Put simply, all Dark Web content is on the Deep Web but not all Deep Web content is on the Dark Web. The Deep Web is an extremely broad umbrella term while the Dark Web is just a small slice of it.

With those clarification formalities out of the way, now for a quick history lesson. On September 22, 2002, US naval researchers released The Onion Router, or Tor, to the world, a software that conceals the user's IP address and keeps them anonymous. Its intended usage was just to protect the identities of American cyber-spies operating in foreign countries like China without being traced, but its developers realized that doing anything under a Tor IP was as much of a Paper-Thin Disguise as having a ski mask on in public to protect one's identity. Tor was eventually distributed amongst the public to mitigate this problem, who have since took to using it for... other things.

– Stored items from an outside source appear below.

PR #200, opened 2023-06-20
Add LLaMA decoder and causal LM

danieldk:
## Description

LLaMA is pretty similar to NeoX, with some small modifications:

- Gated Linear Units
- RMS norm rather than layer norm
- No parallel attention

### Types of change

Feature

## Checklist

### DIFF
--- a/curated_transformers/models/feedforward.py
+++ b/curated_transformers/models/feedforward.py
@@ -1,4 +1,4 @@
-from typing import Optional
+from typing import Callable, Dict, Optional
 
 import torch
 from torch import Tensor
@@ -6,9 +6,22 @@ from torch.nn import Linear, Module
 
 from .activations import GeluFast, GeluNew
 
+_ACTIVATIONS: Dict[str, Callable[[], Module]] = {
+    "relu": torch.nn.ReLU,
+    "gelu": torch.nn.GELU,
+    "gelu_fast": GeluFast,
+    # Ideally, we would use torch.nn.GELU(approximate="tanh"). However,
+    # the differences between that and the manual Torch implementation
+    # are large enough to fail tests comparing output to HF
+    # transformers.
+    "gelu_new": GeluNew,
+    "silu": torch.nn.SiLU,
+}
+
 
 class PointwiseFeedForward(Module):
-    """Point-wise feed-forward layer (Vaswani et al., 2017).
+    """
+    Point-wise feed-forward layer (Vaswani et al., 2017).
 
     This layer is applied pointwise, meaning that the same
     transformation is applied to each sequence element. This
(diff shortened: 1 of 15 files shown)


curated_transformers/models/feedforward.py
```diff
@@ -1,30 +1,51 @@
-from typing import Optional
+from typing import Callable, Dict, Optional
 
 import torch
 from torch import Tensor
 from torch.nn import Linear, Module
 
 from .activations import GeluFast, GeluNew
 
+_ACTIVATIONS: Dict[str, Callable[[], Module]] = {
```
shadeMe, line 9: Can't we use `Type` instead of `Callable[...]`?

curated_transformers/models/llama/config.py
```diff
@@ -0,0 +1,174 @@
...
+        num_attention_heads: int = 32,
+        rotary_base=10000,
+        rotary_fraction=0.25,
+    ):
+        """
+        :param dropout_prob: Dropout to apply after attention.
+        :param hidden_width: Hidden width of the transformer.
+        :param num_attention_heads: Number of attention heads.
+        :param rotary_base: Base in signifying the rotary embedding period.
+        :param rotary_fraction: fraction of hidden width to apply rotary
```
shadeMe, line 31:
```suggestion
        :param rotary_fraction: Fraction of hidden width to apply rotary
```

curated_transformers/models/llama/decoder.py
```diff
@@ -0,0 +1,121 @@
...
+        :param positions: Input positions. Positions are needed to
+            look up rotary embeddings. Normally, these positions are calculated
+            automatically. But if the positions deviate for some reason, they
+            can be provided through this argument.
+        :param store_cache: Whether to cache the key/value representations for
+            future reuse.
+        :returns: Decoder representations of the given pieces.
+
+        Shapes:
+            input_ids, attention_mask, positions - (batch, seq_len)
```
shadeMe, line 75: Shapes as part of param docstrings.

curated_transformers/models/normalization.py
```diff
@@ -0,0 +1,44 @@
...
+        Apply RMS normalization to a tensor.
+
+        :param input:
+            The tensor to apply normalization to.
+        :returns:
+            Normalized tensor.
+        """
+        # Zhang & Sennrich, Equation 4
+        rms = (
+            input.to(torch.float32)
```
shadeMe, line 37: Maybe a comment to clarify why we're doing the calculation in f32?

curated_transformers/models/feedforward.py
danieldk: Sounds good, fixed.

curated_transformers/models/llama/config.py
```diff
@@ -0,0 +1,174 @@
...
+
+
+@dataclass
+class LLaMAAttentionConfig:
+    """LLaMA (Touvron et al., 2023) attention configuration."""
+
+    dropout_prob: float
+    hidden_width: int
+    num_attention_heads: int
+    qkv_mode: QkvMode
```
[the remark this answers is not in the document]
danieldk: Removed, also in NeoX, where this was originally copied from.

curated_transformers/models/llama/decoder.py
danieldk: Fixed, also in NeoX, where this was originally copied from.

curated_transformers/models/normalization.py
danieldk: Added.

PR #203, opened 2023-06-22
Add a small generator example script

danieldk:
## Description

This example reads prompts as a JSON list and returns JSON list with the generated text.

### Types of change

Example

## Checklist

### DIFF
--- a/examples/generate.py
+++ b/examples/generate.py
@@ -14,14 +14,18 @@ from curated_transformers.generation.config import (
 from curated_transformers.models.attention import enable_torch_sdp
 from curated_transformers.util.auto_model import AutoGenerator
 
+EPILOG = """This program takes a JSON list of strings from the standard inputs as prompts. For example:
+
+["What is spaCy?", "What is Rust?"]
+
+The output is a JSON list with the following format:
+
+[{"prompt": "What is spaCy?", "answer": "..."}, {"prompt": "What is Rust?", "answer": "..."}]'"""
+
 parser = argparse.ArgumentParser(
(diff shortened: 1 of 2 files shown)


examples/generate.py
```diff
@@ -0,0 +1,98 @@
...
+parser.add_argument(
+    "--sample",
+    "-s",
+    action="store_true",
+    help="enable sampling",
+)
+parser.add_argument(
+    "--torch-sdp",
+    action="store_true",
+    help="enable Torch scaled dot product implementation",
```
shadeMe, line 59:
```suggestion
    help="enable Torch scaled dot product attention implementation",
```

examples/generate.py
```diff
@@ -0,0 +1,98 @@
...
+
+from curated_transformers.generation.config import (
+    GreedyGeneratorConfig,
+    SampleGeneratorConfig,
+)
+from curated_transformers.models.attention import enable_torch_sdp
+from curated_transformers.util.auto_model import AutoGenerator
+
+parser = argparse.ArgumentParser(
+    description="Generate from a list of prompts in JSON format",
```
shadeMe, line 18: It'd be good to also include an example of the format.

danieldk: But where? 🤔

shadeMe: I was thinking we could add it to the description string? Doesn't it get shown in the help text?

danieldk: Added an epilogue.

shadeMe (approved):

The Dark Web is an underground network with quite the reputation thanks to its mysterious and elusive nature. Over the years, it's accumulated a good number of urban legends and rumors, almost always horror-based (usually in Creepypasta or Digital Horror), and for good reason. Criminals and other sickos tend to take advantage of its hard-to-trace, anonymized atmosphere and use it to stash their illegal content, like shock videos, snuff films, gore, child pornography, digital black markets, criminal service advertisements, scams, viruses, hacking, all sorts of nasty stuff. Some of them do it out of genuine depravity while others do it simply to cement the Dark Web's hellish, boogeyman reputation of a Wretched Hive and add fuel to its fearmongering fire. That being said, browsing it does put you at risk. Hackers can and will acquire your IP address and dox you if you aren't taking proper security measures, and just like the surface web, you should be mindful of the websites you visit in case of malware.

Its urban legend-status has begun to reach into media and entertainment, good examples being horror films like Unfriended: Dark Web and horror games like Welcome to the Game. One of the most infamous video-games of all time, Sad Satan, also allegedly originated from a forum on the Dark Web.